Jeder Modellaufruf eines KI-Agenten enthält ein Menü aller Werkzeuge, die er verwenden könnte. Sogar diejenigen, die es niemals berühren wird.

Dies gilt unabhängig davon, ob der Agent eine Verbindung zu Google Workspace, Slack oder einem internen MCP-Server herstellt, an den im Laufe mehrerer Jahre hundert Tools angebunden wurden. Jedes Tool, das ein MCP-Server bereitstellt, wird als Schema, Name, Beschreibung und Parameter in den Prompt des Modells eingefügt, und dies geschieht bei jedem einzelnen Durchlauf. Sie müssen dafür bezahlen, dass das Modell dieses Tool evaluiert, unabhängig davon, ob es dieses jemals aufruft.

Wir nennen dies die Tool-Steuer. Und es war für die meisten KI-Teams unsichtbar, da es nicht als abgelehnter Anruf oder Sicherheitsvorfall erscheint. Es taucht als Token-Rechnung auf, die schwerer zu erklären ist, als sie sein sollte.

KI-Agenten sind nur so leistungsfähig wie das, womit sie verbunden sind

MCP-Server sind eine der am schnellsten wachsenden Methoden, mit denen Unternehmen Agenten mit Tools und Daten verbinden. Dieses Wachstum hat in der IT einen „Wir müssen alles mit allem verbinden“-Druck erzeugt. Teams stellen mehr MCP-Server schneller bereit, als sie diese verwalten können, was sowohl zu einem Sicherheitsrisiko als auch zu einem Kostenproblem führt.

Mehr bereitgestellte Tools pro Server bedeuten, dass pro Entscheidung des Agenten mehr Tokens allein für die Tool-Auswahl verbraucht werden, bevor die eigentliche Arbeit überhaupt beginnt. Ein einzelner beliebter MCP-Server kann Tausende aktive Nutzer haben, und jeder von ihnen zahlt bei jedem Schritt die Tool-Steuer. Das Problem der Anzahl der Tools und das Problem der Anzahl der Nutzer verstärken sich.

Das nachträgliche Ablehnen eines nicht autorisierten Tool-Aufrufs bringt diese Tokens nicht zurück. Sie waren bereits in der Prompt-Phase aufgebraucht, bevor das Modell irgendetwas unternahm. Und sobald ein Agent ein Tool verwendet hat, auf das er keinen Zugriff haben sollte, ist es ein eigenes Projekt, dies rückgängig zu machen: Jemand muss dies bemerken, untersuchen und den Zugriff widerrufen. Die Token bleiben trotzdem verfallen.

Scoping im Vorfeld bedeutet, dass es gar nicht erst etwas zurückzunehmen gibt.

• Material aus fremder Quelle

PR #169, opened 2017-05-15
Allow a per-channel rather than per-session policy for announcing opened channels 

Roasbeef:
This commit gives peers the ability to signal their intent to make a
channel private in the `open_channel` message. This differs from the
current method as now peers are able to create multiple channels with
heterogeneous announcement policies _without_ disconnecting and
re-connecting in-between each channel funding. The prior requirement
for the nodes to re-connect (in order to create a new channel with 
opposite policy of the active) was burdensome and unnecessary.

Additionally, it may not always be the case that upon _connection_ (but 
not yet funding workflow initiation), that a peer knows whether or not it 
wishes to advertise a connected channels. A peer may have originally 
connected just to receive gossip data, but then wishes to establish a 
channel. In this case, the node may need to _reconnect_ to apply their 
desired channel visibility to the to-be-opened channel. This PR 
eliminates this case, as the node is able to decide _when_ it starts 
a funding workflow, and isn't forced to decide before hand.

### DIFF
--- a/02-peer-protocol.md
+++ b/02-peer-protocol.md
@@ -99,6 +99,7 @@ desire to set up a new channel.
    * [`33`:`payment_basepoint`]
    * [`33`:`delayed_payment_basepoint`]
    * [`33`:`first_per_commitment_point`]
+   * [`1`:`channel_flags`]
 
 
 The `chain_hash` value denotes the exact blockchain the opened channel will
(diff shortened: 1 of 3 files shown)


02-peer-protocol.md
```diff
@@ -94,6 +94,7 @@ desire to set up a new channel.
    * [`4`:`feerate_per_kw`]
    * [`2`:`to_self_delay`]
    * [`2`:`max_accepted_htlcs`]
+   * [`1`:`announce_channel`]
```
rustyrussell: Let's put it at the end to preserve alignment.

02-peer-protocol.md
```diff
@@ -113,13 +114,22 @@ The `temporary_channel_id` is used to identify this channel until the funding tr
...
 
 FIXME: Describe Dangerous feature bit for larger channel amounts.
 
 
 #### Requirements
 
+If `announce_channel` is set to `false` (`0x00`), then both sides MUST
+NOT send `announcement_signatures` messages after the `funding_locked`
+message is sent.
+
```
rustyrussell: This is specified already in BOLT 7.  Plus, it's not in terms of sender or receiver :)

02-peer-protocol.md
```diff
@@ -142,6 +152,9 @@ allow commitment transactions to propagate through the Bitcoin
 network.  It SHOULD set `htlc_minimum_msat` to the minimum
 amount HTLC it is willing to accept from this peer.
 
+The receiving not MUST failed the channel if `announce_channel` is set
+to `false` (`0x00`), yet they wish to publicly announce the channel.
+
```
rustyrussell: s/not//node/.  It's a bit vague, though.  I mean, they might wish to announce it, but it might not be a dealbreaker?

How about:

    The receiving node MAY fail the channel if `announce_channel` is `0x00` and it wants to publicly announce the channel.

02-peer-protocol.md
pm47: Could yet another features bitfield be more future-proof? I am fine with a single byte.

rustyrussell: Yes, lets switch:

* announce_channel -> flags
* "`true` (`0x01`)" to "least significant bit is set"
* "`false` (`0x00`)" to "least significant bit is clear".

rustyrussell:
Was rebasing this and applying my suggested changes, and noticed the semantic change: now the funder decides unilaterally whether the channel is public, and the fundee accepts that or fails the channel.  I think that's OK, and simpler, but note that it *is* a change, and requires changing the announcement_signatures sentence too.

Roasbeef:
@rustyrussell your fixup commit looks good to me! I dig more conservatively defining a `channel_flags` byte, and using a single bit rather than allocating the entire byte to this specific purpose.

rustyrussell:
Folded in fixup commit, and will rebase now.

Oktas Blueprint stellt eine spezifischere Version der Frage „Womit können sie sich verbinden?“

Die Blaupause für das sichere agentenbasierte Unternehmen fordert jedes Unternehmen, das KI-Agenten einsetzt, dazu auf, drei Fragen zu beantworten: Wo befinden sich meine Agenten, womit können sie sich verbinden und was können sie tun?

Diese Fähigkeit ist das direkte Ergebnis der zweiten Frage, die detaillierter beantwortet wird, als die meisten Teams zu prüfen bedenken. „Womit können sie sich verbinden“ bezieht sich nicht nur auf die MCP-Server, die ein Agent erreichen kann, sondern auch auf die spezifischen Tools, die dieser Agent für eine:n bestimmte:n Benutzer:in verwenden darf.

Zugriff mit minimalen Rechten bedeutet, dass ein Agent niemals Kenntnis von Ressourcen, Datenbanken oder Tools haben sollte, für deren Nutzung er nicht explizit autorisiert ist. Die Beseitigung nicht autorisierter Tools zur Absicherung des Unternehmens senkt zudem die Tool-Kosten.

So funktioniert's

Okta grenzt die Tool-Liste an dem Punkt ein, an dem sich ein Agent mit einem MCP-Server verbindet. Im Okta-Dashboard konfiguriert ein Administrator, welche Tools eine bestimmte Identität nutzen darf. Okta gibt dann nur die eingegrenzte Menge zurück und nicht alles, was der Server bereitstellt.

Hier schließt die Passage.